Everything is opaque, nothing is really clear and the slow drone scours the landscape, all grey and white with hints of the very edges of blue. It is this absence of colour, something which we in more temperate areas take for granted, that is so well represented here; but at one point on “Somniosus Microcephalus”, the sounds resemble an underground train passing through a frozen station. The whine of the electric motor, the monotonous sound of the track joints, the squeals and thrums of the body moving through narrow spaces as the vibrations make their way into the seating area, the whole things a smorgasbord of sound that also contains imagined warmth from the external chill. It isn’t all comforting though.
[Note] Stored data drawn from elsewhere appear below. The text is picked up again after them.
PR #110, opened 2019-10-15
Assignment2 required tasks

twofingerrightclick:


Logger.Tests/LogFactoryTests.cs
```diff
@@ -6,6 +6,36 @@ namespace Logger.Tests
...
+
+            factory.ConfigureFileLogger(path);
+            var fileLogger = factory.CreateLogger("FileLogger");
+            
+
+            // Assert
+            Assert.IsNotNull(fileLogger);
+
+            //cleanup
+            File.Delete(path);
```
Keboo: It is worth mentioning that the Assert methods throw an exception if they assertion fails. So if the above assert fails, you wont actually hit this line to delete the file.

Logger/BaseLogger.cs
```diff
@@ -1,7 +1,60 @@
...
+        }
         public abstract void Log(LogLevel logLevel, string message);
+
     }
+
+   
+
 }
+
+namespace Logger
```
Keboo: You don't need to repeat identical namespace declaration. Both classes can be inside the namespace above (though better would be to put each in their own file).

Logger/BaseLoggerMixins.cs
```diff
@@ -1,7 +1,47 @@
...
     {
-        
+        public static void Error(this BaseLogger t, string message, params object [] args)
+        {
+            if (t==null)
+            {
+                throw new ArgumentNullException(nameof(t));
+            }
+
+            t.Log(LogLevel.Error, String.Format("{0} {1}", message, LogLevel.Error));
```

In addition you are dropping the `args` parameter.

```suggestion
            t.Log(LogLevel.Error, string.Format(message, args));
```

Logger.Tests/BaseLoggerMixinsTests.cs
```diff
@@ -44,5 +63,20 @@ public override void Log(LogLevel logLevel, string message)
         {
             LoggedMessages.Add((logLevel, message));
         }
+
+       
+    }
+
+    static class ExtensionMethods
```
Keboo: You should not need these. 
```C#
var logger = new TestLogger();
logger.Error("Message {0}", 42);
```
Will invoke the BaseLoggerMixins.Error method.

Logger.Tests/BaseLoggerMixinsTests.cs
```diff
@@ -44,5 +63,20 @@ public override void Log(LogLevel logLevel, string message)
         {
             LoggedMessages.Add((logLevel, message));
         }
+
+       
+    }
```
Keboo: The Warning, Information, and Debug methods should have also been tested.

Logger.Tests/BaseLoggerMixinsTests.cs
```diff
@@ -12,26 +13,44 @@ public class BaseLoggerMixinsTests
...
 
             // Act
-            //logger.Error("Message {0}", 42);
+            logger.Error("Message {0}", 42);
 
             // Assert
             Assert.AreEqual(1, logger.LoggedMessages.Count);
             Assert.AreEqual(LogLevel.Error, logger.LoggedMessages[0].LogLevel);
-            Assert.AreEqual("Message 42", logger.LoggedMessages[0].Message);
+            Assert.AreNotEqual("Message 42", logger.LoggedMessages[0].Message);
```
Keboo: This test should have passed without needing to invert the condition. See the change in the BaseLoggerMixins about fixing the message formatting.

Logger.Tests/FileLoggerTests.cs
```diff
@@ -1,10 +1,67 @@
...
+
+            string tempPath= Path.GetRandomFileName();
+
+            // Act
+            FileLogger testFileLogger = new FileLogger(tempPath);
+            testFileLogger.ClassName = "FileLogger";
+            testFileLogger.Log(LogLevel.Error, "there was an error");
+            testFileLogger.Log(LogLevel.Warning, "there was a warning");
+
+            using (StreamReader r = File.OpenText(tempPath))
```
Keboo: File.ReadAllLines or File.ReadAllText would have helped here.

Logger.Tests/FileLoggerTests.cs
```diff
@@ -1,10 +1,67 @@
...
+            {
+                LogToConsole(r);
+            }
+
+
+            // Assert
+            Assert.IsTrue(File.Exists(tempPath));
```
Keboo: This good but it would have been nice to assert on the contents of the file. At least to assert that the messages you logged were in there.

Logger.Tests/LogFactoryTests.cs
twofingerrightclick: That is really good to know!

Logger/BaseLoggerMixins.cs
twofingerrightclick: understood.

Logger.Tests/BaseLoggerMixinsTests.cs
twofingerrightclick: Thansk, I now am aware of the C# String formatting options for working with "{0}"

The slow, dark, cavernous metallic elements of “Orcinus Orca” clash like scaffold poles loose in a sea of ghostly, almost human groans that upset the ambience. The light and dark, the known and unknown are unwelcome bedfellows as the album progresses. Your senses definitely aren’t always to be trusted as the metallic slashing in “Ursus Maritimus” sits in the distance, muffled and mesmeric; the sound of a descent into unreality, again the blurring of light and dark, form and phantasm taking place before you, but unwilling to be confronted.Algida Bellezza is at times disconcerting, but in the comfort and warmth of your own home, it is worth allowing this series of blurred soundscapes take you to some unexpected places.